## What you need to do
Below are records. Find each line in them that holds the word "phpcs" and copy it.

Saved data entries
PR #683, opened 2020-02-16
Feature/coding standard

TomHAnderson:
This PR upgrades phpunit and phpcs and adds the Doctrine Coding Standard.

phpcs passes with the Doctrine standard.  

In making the many changes to make phpcs pass everything that was 
```
/**
 * @param array $something
```

became
```
/**
 * @param mixed[] $something
```

To research the origin of data for each array would be over taxing.

### DIFF
--- a/composer.json
+++ b/composer.json
@@ -59,7 +59,7 @@
         "laminas/laminas-servicemanager": "^3.3",
         "laminas/laminas-stdlib": "^3.2.1",
         "laminas/laminas-validator": "^2.10",
-        "symfony/console": "^3.3 || ^4.0 || ^5.0"
+        "symfony/console": "^5.0"
     },
     "require-dev": {
         "doctrine/coding-standard": "^7.0",
--- a/composer.json
+++ b/composer.json
@@ -95,7 +95,7 @@
             "@cs-check",
             "@test"
         ],
-        "cs-check": "phpcs",
+        "cs-check": "phpcs --standard=Doctrine src/",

## Reply
This PR upgrades phpunit and phpcs and adds the Doctrine Coding Standard.
phpcs passes with the Doctrine standard.  
In making the many changes to make phpcs pass everything that was 
-        "cs-check": "phpcs",
+        "cs-check": "phpcs --standard=Doctrine src/",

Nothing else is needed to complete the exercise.